This section is devoted to introduce the basic notions of operator semigroup theory needed later on. In order to study the convergence of space and time discretisations, the given partial differential equation should be formulated as an abstract Cauchy problem of the form (7) on an appropriate Banach space X with the linear operator \(A:D(A)\rightarrow X\), where the connection to the unknown function w of a partial differential equation is given by \((u(t))(x)=w(t,x)\) for all \(t\ge 0\) and x from the corresponding interval/domain (e.g. for all \(x\in [0,\pi ]\) for problem (1)). If A were a matrix or any bounded operator on X (\(A\in \fancyscript{L}(X,X)\) in notation), the solution to problem (7) would be simply the exponential \(\mathrm e^{tA}\) applied to the initial value \(u_0\). Since A is unbounded in general, its exponential cannot be defined as the infinite power series. One suspects, however, that the solutions properties should somehow reflect the properties of the exponential function.

Definition 1

(Definition I.5.1 in [5]). Let \(S:[0,\infty )\rightarrow \fancyscript{L}(X,X)\) be a mapping with the following properties.

  1. (i)

    The identity \(S(t+s)=S(t)S(s)\) holds for all \(t,s\ge 0\), and one has \(S(0)=I\), the identity operator on X (semigroup property).

  2. (ii)

    The mapping \(t\rightarrow S(t)f\in X\) is continuous for all \(f\in X\) (strong continuity).

Then S is called a strongly continuous one-parameter semigroup of bounded linear operators on the Banach space X.

We note that there always exist constants \(M\ge 1\) and \(\omega \in \mathbb R\) such that the estimate \(\Vert S(t)\Vert \le M\mathrm e^{\omega t}\) holds for all \(t\ge 0\) (cf. Proposition I.5.5 in [5]). Consider the map \(u(t)=S(t)f\) for \(f\in X\) and note that if u is differentiable, then one has \(\frac{\mathrm d}{\mathrm dt}u(t)=S(t)(\frac{\mathrm d}{\mathrm dt}u(t))\vert _{t=0}\) (cf. Lemma II.1.1 in [5]). Hence, the derivative of the map u at \(t=0\) determines the derivative at each point \(t\ge 0\).
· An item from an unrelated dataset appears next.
PR #25948, opened 2026-06-02
fix: update scaletest chat provider bootstrap

ethanndickson:
`coder exp scaletest chat` now bootstraps its mock LLM using the, post-gateway unification, AI provider API instead of the removed experimental chat-provider API, and creates or reuses a chat model config linked to that provider. When the mock provider is created or updated, the command waits a flat, hidden `--provider-propagation-wait` (default 15s) before starting the scale run, since each coderd replica caches provider config with a 10s TTL and only expiry guarantees every replica sees the change. The command also runs without any scaletest workspaces, creating chats with no workspace context. The integration test covers the CLI path against `llmmock` with a near-zero propagation wait, verifies the provider/model config setup, and asserts the generated chat records user and assistant messages.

This suggests us to give this object a name.

Definition 2

(Definition II.1.2 and Lemma II.1.1 in [5]). The generator \(A:D(A)\rightarrow X\) of a strongly continuous semigroup S on the Banach space X is the operator

$$\begin{aligned} Af:=\lim \limits _{\tau \searrow 0}\tfrac{1}{\tau }\big (S(\tau )f-f\big ) \end{aligned}$$

defined for every f in its domain

$$\begin{aligned} D(A):=\Big \{f\in X:\, \lim \limits _{\tau \searrow 0}\tfrac{1}{\tau }\big (S(\tau )f-f\big ) \,\,\text {exists}\Big \}. \end{aligned}$$

The next result shows that the semigroup indeed yields the solution to the corresponding abstract Cauchy problem.

Theorem 1

(Theorem II.1.4 and Proposition II.6.2 in [5]). The generator \(A:D(A)\rightarrow X\) of a strongly continuous semigroup S has the following properties.

  1. (a)

    Operator A is linear, closed, and densely defined, and it determines the semigroup uniquely.

  2. (b)

    For every \(u_0\in D(A)\), the solution to the abstract Cauchy problem (7) has the form \(u(t)=S(t)u_0\).
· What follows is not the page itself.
PR #25973, opened 2026-06-02
fix!: rename chat stream silence timeout error

ethanndickson:
Renames the Agents chat stream-silence error from `startup_timeout` to `stream_silence_timeout` now that the timeout applies to any gap between provider stream parts, not just first-token startup.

This means that the solution of a partial differential equation, reformulated as an abstract Cauchy problem (7), is determined through the semigroup S generated by the operator A appearing in (7).

Example 3

Let \(X=\mathrm L^2(0,\pi )\) and \((Af)(x)=f''(x)\) for all

$$\begin{aligned} f\in D(A)=\{f\in \mathrm L^2(0,\pi ):\, f(0)=f(\pi )=0\} \end{aligned}$$

as for the heat equation (1). Furthermore, let \(\varphi _j(x)=\sqrt{\frac{2}{\pi }}\sin (jx)\) for \(j\in \mathbb N\). One can show that then A generates the semigroup S of the form

$$\begin{aligned} S(t)f=\sum \limits _{j=1}^\infty \mathrm e^{-j^2t}\langle f,\varphi _j\rangle \varphi _j, \end{aligned}$$

where \(\langle \cdot ,\cdot \rangle \) denotes the inner product in \(\mathrm L^2(0,\pi )\). We note that the spectral method introduced in Example 2 follows this idea to approximate the solution to the heat Eq. (1).
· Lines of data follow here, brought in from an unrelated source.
Issue #25936, opened 2026-06-01
Gateway Accounts via additive reduced `member` role and `workspace-access` additive role


Emyrk:
## Problem

- `organization-member` bundles workspace ops (lifecycle, template apply, provisioner jobs, file upload, tasks, runtime support) with the membership signal itself.
- A lightweight user (authenticates + uses AI Gateway, no workspace ops) can only be modeled by stripping capabilities off a default account.
- That forces every seat count, UI gate, and future role to branch on user type.
- `allPermsExcept(...)` auto-grants new resources to org members. Latent footgun.

## Solution

- Hoist the implicit elevation into a new role `organization-workspace-access`.
- Shrink `organization-member` to a true membership floor.
- Default user = `member` + `organization-member` + `organization-workspace-access`. Behavior unchanged.
- **Lite Account** = same user, elevation role omitted. `AuthorizeContext(ActionCreate, ResourceWorkspace)` fails naturally; no special-case branches.
- Future tiers (read-only AI viewer, agents-only) compose from the same primitives.
- Floor shrink gated by a startup-read experiment so the additive code lands in trunk before behavior changes in production.

RFC: [PLAT-217](https://linear.app/codercom/issue/PLAT-217/rfc-for-gateway-accounts).

---

<sub>Filed by Coder Agents on behalf of @Emyrk.</sub>

PR #25929, opened 2026-06-01
refactor: extract organization-workspace-access role

Emyrk:
Refs [PLAT-217](https://linear.app/codercom/issue/PLAT-217/rfc-for-gateway-accounts).

Extracts an `organization-workspace-access` role so workspace elevation can be split off the organization-member floor without changing behavior.

- New role holds the workspace-side resources currently granted by `organization-member`.
- The `MinimumImplicitMember` floor preserves the existing behavior until #26027 shrinks it.
- Prebuilds orchestrator inserts memberships via `dbauthz.AsSystemRestricted` and no longer needs `OrganizationMember` or `AssignOrgRole` grants.

<details><summary>Agent context</summary>

- `coderd/rbac/roles.go`: `OrgWorkspaceAccessMemberPerms()` grants `Workspace`, `WorkspaceDormant`, `File` (Create+Read), `ProvisionerDaemon` (Create+Read), and `Task`. Deliberate omissions (`Template`, `Group`, `WorkspaceProxy`, etc.) are documented inline.
- `coderd/rbac/roles_test.go`: `orgWorkspaceAccessUser` is added to `requiredSubjects`. `UserProvisionerDaemons` is split into `UserProvisionerDaemonsCreate` and `UserProvisionerDaemonsUpdateDelete` because the new role grants Create+Read only and the test framework requires uniform pass/fail per case.
- `codersdk/rbacroles.go`: exposes `RoleOrganizationWorkspaceAccess`.
- `enterprise/coderd/prebuilds/membership.go`: `InsertOrganizationMember` runs under `dbauthz.AsSystemRestricted`. The orchestrator never acts with the elevation role; the membership row only exists so prebuilt workspaces have a valid owner.
- `coderd/database/dbauthz/dbauthz.go`: drops the now-dead `OrganizationMember` and `AssignOrgRole` permissions from the prebuilds-orchestrator role and the orchestrator's entry in `assignRoles`.

</details>

---

<sub>Coder Agents on behalf of @Emyrk.</sub>

PR #25994, opened 2026-06-02
feat: configurable default org member roles

Emyrk:
Refs #25936. Stacks on #25929.

Adds a configurable per-org default member role set. Unioned into each member's effective roles at read time.

- Default `{organization-workspace-access}` preserves behavior.
- PATCH gated by the `minimum-implicit-member` experiment.
- Only built-in role names accepted; custom or malformed names rejected with 400.
- Diff routed through `canAssignRoles`. Caller must be permitted to assign each added or removed role.
- Per-org, not per-user.
- Resolve-at-read in `GetAuthorizationUserRoles`. No backfill.

- Experiment constant lands here so the write-gate compiles. Floor-shrink behavior is a follow-up.
- Off-deployment PATCH error: `Gateway Accounts are not enabled on this deployment.`
- Per-user demotion is intentionally unsupported. To gate a gateway-accounts org, an admin shrinks the org's default.
- Migration 000516 adds the column nullable, backfills with `ARRAY['organization-workspace-access']`, then sets NOT NULL.
- No SQL `DEFAULT`. `rbac.DefaultOrgMemberRoles()` is the sole source; every `InsertOrganization` site must supply it. NOT NULL is the fail-closed backstop.
- Single union point: `GetAuthorizationUserRoles` joins `organizations` and `array_cat`s the column into the unnest. Applies to regular users and service accounts.
- `rbac.DefaultOrgMemberRoles()` is a function, not a `var`, so callers cannot mutate the shared default.
- Audit table tracks the new column.
- `UpdateOrganizationParams` (sqlc-gen) preserves the existing value when the request omits the field.

</details>

---


coderd/database/migrations/000515_org_default_member_roles.up.sql
```diff
@@ -0,0 +1,10 @@
+ALTER TABLE organizations
+    ADD COLUMN default_org_member_roles text[] NOT NULL DEFAULT ARRAY['organization-workspace-access']::text[];
+
+COMMENT ON COLUMN organizations.default_org_member_roles IS
+    'Roles granted to every member of this organization at request time. '
+    'The set is unioned into each member''s effective roles when '
+    'GetAuthorizationUserRoles runs, so changes propagate to all members '
+    'on the next request. Used by the minimum-implicit-member experiment '
+    'to control whether workspace-operations capabilities are bundled into '
+    'the organization-member floor or attached via organization-workspace-access.';
```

4 Space and Time Discretisations

In Sect. 3 we saw that well-posed partial differential equations can be formulated as abstract Cauchy problems, and their solution is given by a strongly continuous semigroup. In Examples 1 and 2 we introduced two usual ways how the numerical solution to partial differential equations are usually obtained, that is, by using certain spatial and temporal discretisation schemes. We saw then that spatial discretisations mean the approximation of the generator A in problem (7). Discretisation in time is the approximation of the resulting semigroup.

4.1 Generator Approximations as Space Discretisations

Let \(X_m\), \(m\in \mathbb N\), be Banach spaces, and define some kind of projection and embedding operators as follows, see e.g. in Sect. 4.1 in [8].

Property 1

Let X and \(X_m\), \(m\in \mathbb N\) be Banach spaces. Consider the bounded linear operators \(P_m\in \fancyscript{L}(X,X_m)\) and \(J_m\in \fancyscript{L}(X_m,X)\) for \(m\in \mathbb N\) with the properties

  1. (i)

    \(P_mJ_m=I_m\), the identity on \(X_m\), and

  2. (ii)

    \(\lim \limits _{m\rightarrow \infty }\Vert J_mP_mf-f\Vert =0\) for all \(f\in X\).

One can show that operators \(P_m\), \(J_m\) in Examples 1 and 2 possess Property 1.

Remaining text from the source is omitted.